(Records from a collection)
PR #2450, opened 2023-06-01
Flamegraph in memory

ThetaSinner:
### Summary

This means flamegraphs can be generated from test code without the need to install CLI tools or wrestle with the details of redirecting streams in different shells. Simply replace `test_run` with one of `test_run_timed_flame` or `test_run_timed_ice` and have a good chunk of RAM available 😄 The RAM usage is quite significant either way, you get a lot of data out of the system in tests.

### TODO:

### DIFF
--- a/crates/holochain/tests/sharded_gossip/mod.rs
+++ b/crates/holochain/tests/sharded_gossip/mod.rs
@@ -15,6 +15,7 @@ use holochain::{
 };
 use holochain_p2p::*;
 use holochain_sqlite::db::*;
+use holochain_trace::{init_fmt, test_run_timed_flame};
 use kitsune_p2p::agent_store::AgentInfoSigned;
 use kitsune_p2p::gossip::sharded_gossip::test_utils::{check_ops_bloom, create_agent_bloom};
 use kitsune_p2p::KitsuneP2pConfig;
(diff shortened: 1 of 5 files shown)


steveej (commented):
i'm surprised to read about the lack of tooling requirements in this PR. is keeping the data in memory throughout the run somehow related to that? i'd also like to learn about any other benefits of doing this.

ThetaSinner:
A 'true' flamegraph would need something like `perf` or `dtrace` but this code isn't actually looking at performance metrics directly.

The code here https://github.com/holochain/holochain/blob/develop/crates/holochain_trace/src/fmt.rs#L81 is wired into the tracing logger as a formatter https://github.com/holochain/holochain/blob/develop/crates/holochain_trace/src/lib.rs#L274. So all the information required to build the flamegraph is written directly to the given writable output. Separately, the flamegraph library is able to take a stream of lines in the same format our formatter is producing and generate an SVG.

All I've really done here is avoid sending that information to `stderr` which requires you to be careful about what else gets written to `stderr` (`2>&1 | grep "all; "` or similar) and instead capture the output stream and give it straight back to the library to generate an SVG.

Separately there are tools like https://github.com/flamegraph-rs/flamegraph which rely on the same library to generate flamegraphs but capture performance data with `perf`. That is kind of interesting but it actually ends up giving far less detailed information than we get from our spans.

ThetaSinner:
@steveej Thoughts on the response above? Sorry I forgot to ping you in the original reply

maackle (approved):
Whoa, neat! Yeah, generating flames was a pain (more like paingraph, amiright?) Looks like this will be much easier and more concise.

Suppose you could leave the original file-based functions in, just in case? Just name them something different. Maybe even deprecate them?

ThetaSinner:
Haha! Yes this should be much more straight forward. I've put the existing functions back and added `_console`, just in case that uses less memory and somebody finds it useful. We can probably remove them at some point once a few people have used the new versions successfully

EXERCISE INSTRUCTIONS
Write out exactly the lines above from the line with "### Summary" through the line with "All I've really", both of them included, and leave out all other lines.

SOLUTION
### Summary

This means flamegraphs can be generated from test code without the need to install CLI tools or wrestle with the details of redirecting streams in different shells. Simply replace `test_run` with one of `test_run_timed_flame` or `test_run_timed_ice` and have a good chunk of RAM available 😄 The RAM usage is quite significant either way, you get a lot of data out of the system in tests.

### TODO:

### DIFF
--- a/crates/holochain/tests/sharded_gossip/mod.rs
+++ b/crates/holochain/tests/sharded_gossip/mod.rs
@@ -15,6 +15,7 @@ use holochain::{
 };
 use holochain_p2p::*;
 use holochain_sqlite::db::*;
+use holochain_trace::{init_fmt, test_run_timed_flame};
 use kitsune_p2p::agent_store::AgentInfoSigned;
 use kitsune_p2p::gossip::sharded_gossip::test_utils::{check_ops_bloom, create_agent_bloom};
 use kitsune_p2p::KitsuneP2pConfig;
(diff shortened: 1 of 5 files shown)


steveej (commented):
i'm surprised to read about the lack of tooling requirements in this PR. is keeping the data in memory throughout the run somehow related to that? i'd also like to learn about any other benefits of doing this.

ThetaSinner:
A 'true' flamegraph would need something like `perf` or `dtrace` but this code isn't actually looking at performance metrics directly.

The code here https://github.com/holochain/holochain/blob/develop/crates/holochain_trace/src/fmt.rs#L81 is wired into the tracing logger as a formatter https://github.com/holochain/holochain/blob/develop/crates/holochain_trace/src/lib.rs#L274. So all the information required to build the flamegraph is written directly to the given writable output. Separately, the flamegraph library is able to take a stream of lines in the same format our formatter is producing and generate an SVG.

All I've really done here is avoid sending that information to `stderr` which requires you to be careful about what else gets written to `stderr` (`2>&1 | grep "all; "` or similar) and instead capture the output stream and give it straight back to the library to generate an SVG.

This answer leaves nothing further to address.